▶ **PROBLEM**
Go through the material and copy each line that includes "handle".
=== Section Start ===
PR #230, opened 2024-01-06
Autoincrement base version from tag if not specified

manics:
Currently Chartpress defaults to using the last existing tag with a dev suffix, but with semver this means it's older than the last tag.

This new option means the base version can be automatically inferred by incrementing the specified component (major/minor/patch) of the last tag, meaning it's no longer necessary to set base-version to the next tag.

https://github.com/yuvipanda/cryptnono/pull/12

The default behaviour is unchanged, though arguably we could default to `patch`?

### DIFF
--- a/README.md
+++ b/README.md
@@ -182,8 +182,10 @@ charts:
     # if baseVersion is not a prerelease version (no -suffix),
     # the suffix `-0.dev` will be appended.
     #
-    # Alternatively this can be "major", "minor", or "patch", which will set
-    # baseVersion by incrementing the latest tag in the specified component.
+    # Alternatively baseVersion can be set to "major", "minor", or "patch", then
+    # baseVersion will be calculated based on the latest version tag from `git
+    # describe`, but have its "major", "minor", or "patch" version increment if
+    # the version isn't a pre-release.
     baseVersion: 3.2.1-0.dev
 
     # The git repo whose gh-pages contains the charts. This can be a local
--- a/README.md
+++ b/README.md
@@ -181,6 +181,9 @@ charts:
     # Recommended together with a version-bumping tool like `tbump`.
     # if baseVersion is not a prerelease version (no -suffix),
     # the suffix `-0.dev` will be appended.
+    #
+    # Alternatively this can be "major", "minor", or "patch", which will set
+    # baseVersion by incrementing the latest tag in the specified component.
     baseVersion: 3.2.1-0.dev
 
     # The git repo whose gh-pages contains the charts. This can be a local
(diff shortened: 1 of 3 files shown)


minrk (approved):

tests/test_helpers.py
```diff
@@ -183,17 +183,28 @@ def test__get_image_extra_build_command_options(git_repo):
         ("1.2.3-0.dev", "2.0.0", 0, "1.2.3-0.dev"),
         # ignore invalid semver tags
         ("1.2.3-0.dev", "x.y.z", 10, "1.2.3-0.dev"),
+        # autoincrement latest tag
+        ("major", "1.2.3", 10, "2.0.0-0.dev"),
+        ("minor", "1.2.3", 10, "1.3.0-0.dev"),
+        ("patch", "1.2.3", 10, "1.2.4-0.dev"),
```
consideRatio, line 189: What is the intended behavior if the latest tag is a pre-release like `1.2.3-beta.1`?

I'm thinking the point of autoincrementing is to avoid the incorrect ordering by appending `-0.dev`, but appending more characters to a pre-release like `1.2.3-beta.1` will not lead to incorrect ordering. So, we don't auto-increment the latest tag if its `1.2.3-beta.1` right?

README.md
```diff
@@ -181,6 +181,9 @@ charts:
     # Recommended together with a version-bumping tool like `tbump`.
     # if baseVersion is not a prerelease version (no -suffix),
     # the suffix `-0.dev` will be appended.
+    #
+    # Alternatively this can be "major", "minor", or "patch", which will set
+    # baseVersion by incrementing the latest tag in the specified component.
```
consideRatio, line 186: This didn't read so clearly to me yet, here is what I think could be a refinement.

I made an attempt below.

```suggestion
    # Alternatively baseVersion can be set to "major", "minor", or "patch", then
    # baseVersion will be calculated based on the latest version tag from `git
    # describe`, but have its "major", "minor", or "patch" version increment if
    # the version isn't a pre-release.
```

tests/test_helpers.py
consideRatio: Looking at the current implementation, I understand this test case to pass:

```
("patch", "1.2.3-beta.1", 10, "1.2.4-0.dev"), # but I expected `1.2.3-beta.1` here
```

consideRatio (commented):
I think this makes

manics:
Thanks for reviewing! I've updated this with your feedback.

consideRatio (approved):
Nice!

PR #234, opened 2024-03-26
Allow specifying config file with cli option (#170)

### LINKED ISSUE #170: add a `--file` flag to use a different `chartpress.yaml`
### Proposed change
In projects involving more than one chart, it would be useful to have a `--file` flag such that a specific `chartpress.yaml` file could be targeted, e.g. 

```
chartpress --file another-chartpress.yaml
```
### Alternative options
This behavior can be achieved by separating out charts via the directory structure and running `chartpress` in subdirectories, but this is sub-optimal, tedious and error-prone. 

### Who would use this feature?
Anyone building multiple charts in a single repo that don't all need to be built/packaged at the same cadence.

adamblake:
This adds a config option `--config` which accepts a file path to an alternative configuration file (e.g. `chartpress.dev.yaml`).  The PR passes all existing tests and adds a few new assertions to test the new code.

The use-case I am supporting is alternative chartpress files for different deployment contexts. For example, I have a local development context for a JupyterHub that has a couple extra convenience services, and those need different build arguments for the Hub Docker image. The way that I manage this currently is to temporarily rewrite `chartpress.yaml` with the updated values before calling it, but I would instead like to just load a different configuration file.

(The ideal implementation would be something more akin to how you can layer different configs on like you can with Helm values, but that's something I don't really have time to develop.)

After checking the issue lists, I believe this would also close #170

### DIFF
--- a/chartpress.py
+++ b/chartpress.py
@@ -4,6 +4,7 @@ Automate building and publishing helm charts and associated images.
 
 This is used as part of the JupyterHub and Binder projects.
 """
+
 import argparse
 import os
 import pipes
@@ -277,13 +278,13 @@ def _get_current_branchname(**kwargs):
 
 def _get_image_build_args(image_options, ns):
     """
-    Render buildArgs from chartpress.yaml that could be templates, using
+    Render buildArgs from the config file that could be templates, using
     provided namespace that contains keys with dynamic values such as
     LAST_COMMIT or TAG.
 
     Args:
     image_options (dict):
-        The dictionary for a given image from chartpress.yaml.
+        The dictionary for a given image from the config file.
         Fields in `image_options['buildArgs']` will be rendered
         and returned, if defined.
     ns (dict): the namespace used when rendering templated arguments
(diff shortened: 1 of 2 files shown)


chartpress.py
```diff
@@ -1307,5 +1324,19 @@ def main(argv=None):
             )
 
 
+def remove_config_arg(argv):
```
manics, line 1327: Can you make this return a copy instead of modifying the list in place? This will be easier to reason about/maintain in future. I think it'd be also worth renaming it `_remove_config_arg` since there's no reason to want to call this from outside.

tests/test_repo_interactions.py
```diff
@@ -80,6 +91,23 @@ def test_chartpress_run(git_repo, capfd, base_version):
         f"Updating testchart/values.yaml: image: testchart/testimage:{reset_tag}" in out
     )
 
+    # verify usage of --config
+    with temporary_copy("chartpress.yaml") as temp:
```
manics, line 95: It looks like this copy isn't used anywhere else, so can it be a separate testcase? Or parameterise the whole test (so the whole of test_chartpress_run is run with chartpress.yaml and a custom-named config file)?

tests/test_repo_interactions.py
```diff
@@ -9,6 +11,15 @@
 from chartpress import PRERELEASE_PREFIX, yaml
 
 
+@contextlib.contextmanager
```
manics, line 14: We've got several pytest fixtures in https://github.com/jupyterhub/chartpress/blob/main/tests/conftest.py which behave as context managers, would you mind following that pattern?

manics (commented):
Thanks, this looks like a nice addition

tests/test_repo_interactions.py
adamblake: Great idea to parameterize

tests/test_repo_interactions.py
adamblake: Sure thing

adamblake: Parameterizing removed the need for this, so I just removed it

adamblake:
@manics this is now refactored per your requests -- thanks!

manics (approved):
Thanks, sorry for the delay

PR #715, opened 2022-05-16
Update guidance on configuring Nextflow for SLURM

sminot:
This reflects some guidance that has been helpful for Nextflow users on gizmo

### DIFF
--- a/_hdc/workflows/running/on_gizmo.md
+++ b/_hdc/workflows/running/on_gizmo.md
@@ -76,6 +76,8 @@ singularity {
 process {
     executor = 'slurm'
     queue = 'campus-new'
+    errorStrategy = 'retry'
+    maxRetries = 3
 }
 
 tower {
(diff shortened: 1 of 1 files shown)


_hdc/workflows/running/on_gizmo.md
```diff
@@ -91,3 +93,29 @@ If you have any problems using this configuration, please don't hesitate to
 
 To run a workflow with this configuration, follow the guidance for formatting
 the appropriate [run script](/hdc/workflows/running/run_script).
+
+## Note: ERROR 151
```
atombaby, line 97: I am always wary of asking people to ignore errors.  While I think retry is a good option in any case, the 151 error (really exit code 23) can also be indicative of problems that need to be addressed (e.g. I've seen this linked with memory issues on the node, where the job can be one of the contributors).

I do think this worthy of a note, but I'm not real enthused about including this in core docs...

sminot: The exit code in these cases are actually 0! Which is very perplexing, but not something that I've been able to figure out.

I share your reticence, which is why I didn't add it to the docs until now. But my experience has been that almost every person I know who is running Nextflow on gizmo has to end up adding this to their config at some point.

If it's any reassurance, any error which comes up consistently will get caught and reported to the user. It's not like a workflow is just going to ignore an error and keep on rolling through, which would be a very bad practice indeed.

PR #718, opened 2022-05-18
Overhaul shared resources

vortexing:
I reorganized the data gen sections and removed pages that had very little content in them but retained that by moving those bits into a Shared Resources page.  That allowed me to move the Specimen processing information out of the Specimen data management page but still keep it.


vortexing:
Gonna make an executive decision.

PR #719, opened 2022-05-18
Short partition and related content

atombaby:
Let's use this as a baseline for designing this partition.  I've got the name "short" still in place for the moment, and the limits & numbers are a bit of a wag.


vortexing:
Things!! 

- We should consider adding a table about partitions available and the sentiments behind them on this page:
https://github.com/FredHutch/wiki/blob/main/_scicomputing/compute_platforms.md

- Do we have a `restart` partition Resource library entry???  

- This page (https://github.com/FredHutch/wiki/blob/main/_scicomputing/compute_jobs.md) has too many headers so the TOC actually gets too long.  Consider simplifying it as part of this PR?  

- We should reorganize the Parallel computing page content in addition to this PR so that we streamline these docs a bit.  I feel like reading the parallel computing page should happen first prior to deciding on a partition in your job.  https://github.com/FredHutch/wiki/blob/main/_scicomputing/compute_parallel.md 

I don't mean to make your focused PR into a larger monstrosity, so feel free to ignore these, but I wonder if clarifying how to best leverage the cluster/partitions/slurm/workflow managers might be done all together to reduce content overall but also ensure that it's consistent across pages and in a logical order.  Maybe some portion of these thoughts could get integrated into this PR?

atombaby:
> adding a table about partitions available and the sentiments behind them on this page

I wasn't sure how to fold partition information into the platforms page- it seems a bit esoteric for an overview page such as this one.  The compute jobs page seems more logical, but as you've indicated, its overlong.  For the moment I've recorded that information here.

https://github.com/FredHutch/wiki/blob/mrg/short/_scicomputing/compute_partitions.md

atombaby:
Punchlist:

 - move into compdemos to link into resources page
 - update links in compute_jobs

vortexing (commented):
The `compute_partitions.md` file will get rendered but not linked to anywhere.  Should it also be moved to _compdemos and a link placed in the `compute_jobs.md`?  Or do we want to put `compute_partitions.md` in the sidebar on the SciComp domain?

atombaby:
I've updated and rearranged things so that the compdemos is the jumping off point.  We'll move this all into the scicomputing section when we redo `compute_jobs.md`

Ok to merge now?

vortexing:
compute_restart.md needs to go into compdemos and be linked to there.  

(I'm now also seeing more files in the _scicomputing directory that likely aren't being linked to by the sidebar that maybe should be in compdemos too... eeek! another PR)

Otherwise, it sounds like a great plan!!!

dtenenba (approved):
LGTM

PR #725, opened 2022-05-31
committing changes to aws-on-wsl branch

staciefase:
adding documentation on how to install and use AWS CLI on Windows Subsystem for Linux


atombaby:
I'd suggest we move this into the compdemos directory.  gendemos is a little more focused on the actual creation of the data itself.

staciefase:
> I'd suggest we move this into the compdemos directory. gendemos is a little more focused on the actual creation of the data itself.

Got it. I'm not familiar with the process here....is that something you do or something you'd like me to do and then submit another request? Are there other pieces of feedback I should fold in and just make all changes at once? Thanks!

atombaby (approved):

PR #729, opened 2022-06-08
Positioning of desktop computing

vortexing:
Added a link to the other document that helps people think about where they need to run their code.


atombaby (approved):
My only concern is that Anaconda isn't a real great experience on rhino/gizmo so I hesitate to recommend it.  But it's still the gold standard for desktop installs (just so buttery-easy to install and manage)

vortexing:
I don't python, so please change it if you notice things!!!

PR #731, opened 2022-06-13
Deploy all branches

dtenenba:
As [documented](https://github.com/FredHutch/wiki/blob/deploy-all-branches/README.md#automated-deployment) in the README in this PR,

Everything merged into the `main` branch
will be automatically deployed to 
[https://sciwiki.fredhutch.org](https://sciwiki.fredhutch.org).

Everything in any *other* branch pushed to GitHub will be deployed to 
[https://sciwiki-preview.fredhutch.org](https://sciwiki-preview.fredhutch.org),
which is only accessible inside the Fred Hutch network.
You can check what branch and what commit is reflected by going to 
[https://sciwiki-preview.fredhutch.org/info.txt](https://sciwiki-preview.fredhutch.org/info.txt).

This is actually already live (so check it out), because it does not need to be merged into main in order to take effect. When I pushed these commits it triggered the functionality. When it is merged into main, nothing new will happen because this functionality only happens with branches that are not main.

### DIFF
--- a/.gitlab-ci.yml
+++ b/.gitlab-ci.yml
@@ -29,7 +29,7 @@ deploy_preview:
     - docker tag dockerimages.fhcrc.org/wiki:latest dockerimages.fhcrc.org/wiki-preview:latest 
     - docker push dockerimages.fhcrc.org/wiki-preview:latest
     - sleep 15
-    - rancher-v0.6.2/rancher --url https://ponderosa.fhcrc.org --access-key $PREVIEW_RANCHERAPI_KEY --secret-key $PREVIEW_RANCHERAPI_SECRET up -d --pull --force-upgrade --confirm-upgrade --stack wiki --file docker-compose-preview.yml --rancher-file rancher-compose.yml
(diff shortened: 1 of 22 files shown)


dtenenba:
When this is merged, please choose Squash and Merge instead of "Merge Pull Request" so that all my sloppy commits are squashed into one.

dtenenba:
@atombaby yes, I thought about ways to have multiple builds for multiple branches but it became very complex very quickly. This is why I added the `info.txt` which tracks which branch/commit you are seeing. If you have suggestions for how to implement multiple previews for different branches I would welcome them.

atombaby:
Ok- cool.  Just making sure.

Yes- building each branch could get hairy very quickly- I was mostly interested if this process would subvert the need for the "build on rhino" stuff I was working on.

Would it be easy enough to change the build process to build a preview branch?  Maybe get all of us out of the habit of merging/committing on main?

dtenenba:
That is possible, but I'm not 100% sure that it's a better solution. it's just another thing to remember to do.  And then what if two people push to the preview branch within minutes of each other? Then you're back to square one. I'd hope this would still be useful as is, and would obviate the need for building on rhino. Typically you would look at the preview soon after your push and there isn't usually enough pushing to overwrite the preview before you've had a chance to look at it.

Another thing we could consider is creating build artifacts - zips of the built site that you could easily view with `python3 -m http.server`. They could have names that incorporate the commit sha and the branch. This would be in addition to the preview site. What do you think?

atombaby:
Good point.  Nah, let's not complicate things further... I think most who want a "private preview" for their own work are using docker, and using `bundle exec jekyll serve` also works well for deploying a private preview of the site.

atombaby (approved):

PR #732, opened 2022-06-23
Fix broken link

sminot:
Found a link that was broken


dtenenba (approved):
Good spotting. 
Reminds me that there was some code that was supposed to check for broken links in the CI/CD process, I'll need to check on that and see if it can be resurrected.

PR #735, opened 2022-07-07
Clarify that bucket name field should be left blank in swift cloud co…

dtenenba:
…nnection

...believe it or not, someone put **Unnecessary** into this field.


vortexing (approved):
no comment.

PR #739, opened 2022-07-08
Check for orphan assets

### LINKED ISSUE #125: Check for orphaned images in assets folders
At some point we will benefit from cleaning a bit by identifying images in asset folders that are not specifically included in any markdown.

An added bonus would be to identify images in asset folders which are NOT inside the individual asset folder where the markdown that uses that image is so that we could uncross the streams!

dtenenba:
Closes #125


vortexing:
Is this just removing orphans or does it set up some sort of regular check?  Can I merge it without breaking something?

dtenenba:
it does not remove orphans, just fails the build if there are any orphans and tells you (if you look at the build report on gitlab) what the orphans are. I have removed the current orphans so if you merge it it will not break anything (not now anyway). 
It does not file an issue (yet). That should not be too hard to add.

vortexing (approved):
Cool.  I like it.  It should be a good check to add even w/o the issues for now.

dtenenba:
Thanks. I'll do another PR when I have the issue thing done, should not take long.

PR #745, opened 2022-07-11
File issue re orphans

dtenenba:
Files an issue if there are orphan assets.


vortexing (approved):
yessss.   let's do it!

PR #750, opened 2022-07-14
edits to 'build site on rhino' process

dtenenba:
External IP of node not needed - use 0.0.0.0 instead. 
Other minor tweaks.


vortexing (approved):
sounds good.

PR #675, opened 2020-06-06
[CloudFront] Update method name

Nyholm:
This generator update will just effect the PHP method name, not the operation name.


Nyholm:
Thank you

PR #677, opened 2020-06-07
[DynamoDb] Adding BatchGetItem

Nyholm:
After @Nemo64's work on recursion, I though I could give this a try. 

There are some issues currently with the generator. I'll look into fix them. 

Related to #566

PR #678, opened 2020-06-07
Remove reference $fn in PopulateResult

jderusse:
This PR replace the `$fn` array (passed by reference) by private methods.

The code is more readable, and recursion is easier to handle.

I wonder if I shouldn't do the same for XmlParser: currently closures are not static and declared in loops, I beleive their is a potential performance optimization by replacing theme by real methods

### DIFF
--- a/src/CodeGenerator/src/Generator/ResponseParser/ParserResult.php
+++ b/src/CodeGenerator/src/Generator/ResponseParser/ParserResult.php
@@ -4,6 +4,8 @@ declare(strict_types=1);
 
 namespace AsyncAws\CodeGenerator\Generator\ResponseParser;
 
+use Nette\PhpGenerator\Method;
+
 /**
  * @internal
  */
@@ -18,10 +20,16 @@ class ParserResult
      */
     private $usedClasses;
 
-    public function __construct(string $body, array $usedClasses)
+    /**
+     * @var Method[]
+     */
+    private $extraMethods;
+
+    public function __construct(string $body, array $usedClasses = [], array $extraMethods = [])
     {
         $this->body = $body;
         $this->usedClasses = $usedClasses;
+        $this->extraMethods = $extraMethods;
     }
 
     public function getBody(): string
@@ -32,5 +40,10 @@ class ParserResult
     public function getUsedClasses(): array
     {
         return $this->usedClasses;
+    }
+
+    public function getExtraMethods(): array
+    {
+        return $this->extraMethods;
     }
 }
--- a/src/CodeGenerator/src/Generator/ResponseParser/ParserResult.php
+++ b/src/CodeGenerator/src/Generator/ResponseParser/ParserResult.php
@@ -4,6 +4,7 @@ declare(strict_types=1);
 
 namespace AsyncAws\CodeGenerator\Generator\ResponseParser;
 
+use AsyncAws\CodeGenerator\Generator\Naming\ClassName;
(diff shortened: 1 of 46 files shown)


src/CodeGenerator/src/Generator/ResponseParser/ParserResult.php
```diff
@@ -0,0 +1,39 @@
...
+     * @var string
+     */
+    private $body;
+
+    /**
+     * @var Method[]
+     */
+    private $extraMethods;
+
+    public function __construct(string $body, array $extraMethods = [])
```
Nyholm, line 24: This will conflict with #677. 

Could you add a 2nd parameter `$usedClasses`?

src/CodeGenerator/src/Generator/ResponseParser/RestJsonParser.php
```diff
@@ -308,20 +298,32 @@ private function parseResponseMap(MapShape $shape, string $input, bool $required
...
             'INPUT' => $input,
-            'FUNCTION_KEY' => \var_export($keyName, true),
+            'FUNCTION_NAME' => $functionName,
         ]);
     }
+
+    private function createPopulateMethod(string $functionName, string $body): Method
+    {
+        $method = new Method($functionName);
+        $method->setVisibility(ClassType::VISIBILITY_PRIVATE)
```
Nyholm, line 320: Have a look at #677. Sometimes it is easy to find out the return type. We should add that as a comment.

src/CodeGenerator/src/Generator/ResponseParser/ParserResult.php
jderusse: done

src/CodeGenerator/src/Generator/ResponseParser/RestJsonParser.php
jderusse: good idea! it also removes a lot of ignored rule in psalm

src/Service/Sqs/src/Result/ReceiveMessageResult.php
```diff
@@ -29,64 +30,94 @@ protected function populateResult(Response $response): void
...
+    }
+
+    /**
+     * @return array<string, MessageAttributeValue>
+     */
+    private function populateResultMessageBodyAttributeMap(\SimpleXMLElement $xml): array
+    {
+        $items = [];
+        foreach ($xml as $item) {
+            $items[$item->Name->__toString()] = new MessageAttributeValue([
```
jderusse, line 59: previous code were `$items[$item->Name->__toString()] = !$item->Value ? null : new MessageAttributeValue([`

But this is not compatible with docbloc. Do youthink we should handle this (AS returns a map with null value)

Nyholm: Yes. The previous code was more accurate.

jderusse: yes, but re-using the previous code is a BC break with documentation.
Currently maps are typehinted `array<string, Foo>` but the code my generate `array<string, null|Foo>`.

Hmm maybe we should just `continue` when value is null.

jderusse: pushed a better fix that handl null value and compatible with ou docblock

jderusse:
thanks you

PR #680, opened 2020-06-08
Fix typos in an exception message

stof:


stof:
I don't know why phpstan is red, but I'm quite sure it is unrelated to my patch.

stof:
I think these may actually be bugs in PHPStan, not liking `return;` in generator methods.

Nyholm:
Thank you for this. 

Yes, the PHPStan issue is unrelated.

stof:
I reported the PHPStan bug in https://github.com/phpstan/phpstan/issues/3407. It is caused by generators using `yield from` and not `yield`.

stof:
@Nyholm maybe a PHPStan baseline (or an ignore rule) should be generated to ignore these errors until the bug is fixed upstream.

tyx:
As we fixed the phpstan version used through github action but we still get the latest phpstan version : https://github.com/async-aws/aws/runs/749139572?check_suite_focus=true#step:5:1

stof:
Well, you pinned the tag of the Docker image. But does this Docker image pin the phpstan version used to build it ?

stof:
@tyx reported at https://github.com/OskarStark/phpstan-ga/issues/31

PR #682, opened 2020-06-09
Use phpstan docker image directly

tyx:
Waiting for GithubAction fix

Currently Github Action uses the latest phpstan version whatever version is specified


jderusse:
thanks

PR #692, opened 2020-06-14
[CognitoIdentityProvider] ResendConfirmationCode

rmikalkenas:


src/Service/CognitoIdentityProvider/tests/Unit/Result/ResendConfirmationCodeResponseTest.php
```diff
@@ -0,0 +1,40 @@
...
+
+class ResendConfirmationCodeResponseTest extends TestCase
+{
+    public function testResendConfirmationCodeResponse(): void
+    {
+        // see https://docs.aws.amazon.com/cognitoidentityprovider/latest/APIReference/API_ResendConfirmationCode.html
+        $response = new SimpleMockedResponse(\json_encode([
+            'CodeDeliveryDetails' => [
+                'AttributeName' => 'a',
+                'DeliveryMedium' => 'b',
```
jderusse, line 21: Coul you please use Enum `DeliveryMediumType`?

rmikalkenas: fixed. By the way, I have noticed that there is a `changelog` file, should I add info about new endpoint to it or is it updated automatically?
=== Section End ===
▶ **PROBLEM SOLUTION**
The code is more readable, and recursion is easier to handle.
But this is not compatible with docbloc. Do youthink we should handle this (AS returns a map with null value)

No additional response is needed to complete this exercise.